++++ Data listing ++++
PR #3016, opened 2026-05-26
Support single-file declarative resources via -resources startup flag

rajithacharith:
### Purpose

Removes the bash-level YAML document-splitting logic from `start.sh`/`start.ps1` and moves the responsibility into the server binary. Thunder now accepts a `-resources <file>` startup flag and reads all declarative resources from a single multi-document YAML file, eliminating the need for separate per-type directories.

### Approach

**Binary flag (`-resources`)** — `main.go` registers a `-resources` flag, resolves it to an absolute path, and stores it via `config.SetResourcesFile()`. `ServerRuntime` gains a `ResourcesFile` field (added via a separate setter to keep `InitializeServerRuntime`'s signature unchanged).

**Per-type loading** — `ResourceLoader.LoadResources()` checks `ResourcesFile`; when set, it calls the new `GetConfigsFromFile(filePath, resourceType)` instead of `GetConfigs(dir)`. Resource type is derived from the loader's directory name with `strings.TrimSuffix(dir, "s")`, which covers all 14 built-in types.

**Multi-document YAML parsing** — `splitYAMLDocuments` splits on `---` separators. `documentMatchesResourceType` matches a `# resource_type: <type>` comment header (supports `resource_type:`, `resource type:`, and `resourcetype:` prefixes, quoted values). Env-var substitution (`{{.Var}}`) is applied per-document so that non-Go-template expressions in other documents (e.g., `{{ t(signin:title) }}` in flow pages) do not trigger parse errors.

**Non-Go-template expression shielding** — `SubstituteEnvironmentVariables` in `configutil.go` now calls `shieldNonGoTemplateExpressions` before parsing, replacing unknown `{{ ... }}` patterns (UI expressions, bare identifiers like `{{appName}}`) with unique placeholders that are restored after template execution. This fixes the pre-existing `function "t" not defined` error when flow YAML and env-var-using YAML coexisted in the same file.

**Start scripts** — `start.sh` and `start.ps1` are simplified: the old document-splitting logic (~100 lines each) is replaced by a lean env-file loader, and `-resources "$RESOURCES_FILE"` is forwarded to the binary.

**Tests:**
- `manager_file_test.go` — unit tests for `splitYAMLDocuments`, `documentMatchesResourceType`, and `GetConfigsFromFile` (21 cases covering env-var substitution, non-Go-template pass-through, error paths, multi-type files)
- `tests/integration/declarativesinglefile/` — integration test suite that restarts the server with `-resources`, verifies resources are loaded (OU, two IDPs including env-var substitution), checks collection listing, and confirms declarative resources are immutable

### Related Issues
- N/A

### Related PRs
- N/A

### Checklist
    - [x] Unit Tests
    - [x] Integration Tests

### Security checks

## Summary by CodeRabbit

* **New Features**
  * Load declarative resources from a single YAML file via a new -resources startup flag
  * Pass resource file to server startup in both debug and normal modes
  * Load env files into process env (supports JSON-array expansion into indexed vars)

* **Bug Fixes**
  * Prevent accidental interpretation of non-template {{...}} literals during substitution
  * Required env-var placeholders now surface errors if missing

* **Tests**
  * Added unit and integration tests for single-file loading, type filtering, env-var substitution, immutability and startup handling

[Review Change Stack](https://app.coderabbit.ai/change-stack/thunder-id/thunderid/pull/3016?utm_source=github_walkthrough&utm_medium=github&utm_campaign=change_stack)

### DIFF
--- a/backend/internal/system/declarative_resource/loader.go
+++ b/backend/internal/system/declarative_resource/loader.go
@@ -19,7 +19,10 @@
 package declarativeresource
 
 import (
+	"flag"
 	"fmt"
+	"path/filepath"
+	"strings"
 
 	"github.com/thunder-id/thunderid/internal/system/log"
 )
@@ -48,17 +51,44 @@ func NewResourceLoader(config ResourceConfig, store Storer) *ResourceLoader {
 	}
 }
 
-// LoadResources loads all resources from the configured directory.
++++
§ **Exercise instructions**
Word for word, write out each entry shown above.

§ **Answer to the exercise**
PR #3016, opened 2026-05-26
Support single-file declarative resources via -resources startup flag

rajithacharith:
### Purpose

Removes the bash-level YAML document-splitting logic from `start.sh`/`start.ps1` and moves the responsibility into the server binary. Thunder now accepts a `-resources <file>` startup flag and reads all declarative resources from a single multi-document YAML file, eliminating the need for separate per-type directories.

### Approach

**Binary flag (`-resources`)** — `main.go` registers a `-resources` flag, resolves it to an absolute path, and stores it via `config.SetResourcesFile()`. `ServerRuntime` gains a `ResourcesFile` field (added via a separate setter to keep `InitializeServerRuntime`'s signature unchanged).

**Per-type loading** — `ResourceLoader.LoadResources()` checks `ResourcesFile`; when set, it calls the new `GetConfigsFromFile(filePath, resourceType)` instead of `GetConfigs(dir)`. Resource type is derived from the loader's directory name with `strings.TrimSuffix(dir, "s")`, which covers all 14 built-in types.

**Multi-document YAML parsing** — `splitYAMLDocuments` splits on `---` separators. `documentMatchesResourceType` matches a `# resource_type: <type>` comment header (supports `resource_type:`, `resource type:`, and `resourcetype:` prefixes, quoted values). Env-var substitution (`{{.Var}}`) is applied per-document so that non-Go-template expressions in other documents (e.g., `{{ t(signin:title) }}` in flow pages) do not trigger parse errors.

**Non-Go-template expression shielding** — `SubstituteEnvironmentVariables` in `configutil.go` now calls `shieldNonGoTemplateExpressions` before parsing, replacing unknown `{{ ... }}` patterns (UI expressions, bare identifiers like `{{appName}}`) with unique placeholders that are restored after template execution. This fixes the pre-existing `function "t" not defined` error when flow YAML and env-var-using YAML coexisted in the same file.

**Start scripts** — `start.sh` and `start.ps1` are simplified: the old document-splitting logic (~100 lines each) is replaced by a lean env-file loader, and `-resources "$RESOURCES_FILE"` is forwarded to the binary.

**Tests:**
- `manager_file_test.go` — unit tests for `splitYAMLDocuments`, `documentMatchesResourceType`, and `GetConfigsFromFile` (21 cases covering env-var substitution, non-Go-template pass-through, error paths, multi-type files)
- `tests/integration/declarativesinglefile/` — integration test suite that restarts the server with `-resources`, verifies resources are loaded (OU, two IDPs including env-var substitution), checks collection listing, and confirms declarative resources are immutable

### Related Issues
- N/A

### Related PRs
- N/A

### Checklist
    - [x] Unit Tests
    - [x] Integration Tests

### Security checks

## Summary by CodeRabbit

* **New Features**
  * Load declarative resources from a single YAML file via a new -resources startup flag
  * Pass resource file to server startup in both debug and normal modes
  * Load env files into process env (supports JSON-array expansion into indexed vars)

* **Bug Fixes**
  * Prevent accidental interpretation of non-template {{...}} literals during substitution
  * Required env-var placeholders now surface errors if missing

* **Tests**
  * Added unit and integration tests for single-file loading, type filtering, env-var substitution, immutability and startup handling

[Review Change Stack](https://app.coderabbit.ai/change-stack/thunder-id/thunderid/pull/3016?utm_source=github_walkthrough&utm_medium=github&utm_campaign=change_stack)

### DIFF
--- a/backend/internal/system/declarative_resource/loader.go
+++ b/backend/internal/system/declarative_resource/loader.go
@@ -19,7 +19,10 @@
 package declarativeresource
 
 import (
+	"flag"
 	"fmt"
+	"path/filepath"
+	"strings"
 
 	"github.com/thunder-id/thunderid/internal/system/log"
 )
@@ -48,17 +51,44 @@ func NewResourceLoader(config ResourceConfig, store Storer) *ResourceLoader {
 	}
 }
 
-// LoadResources loads all resources from the configured directory.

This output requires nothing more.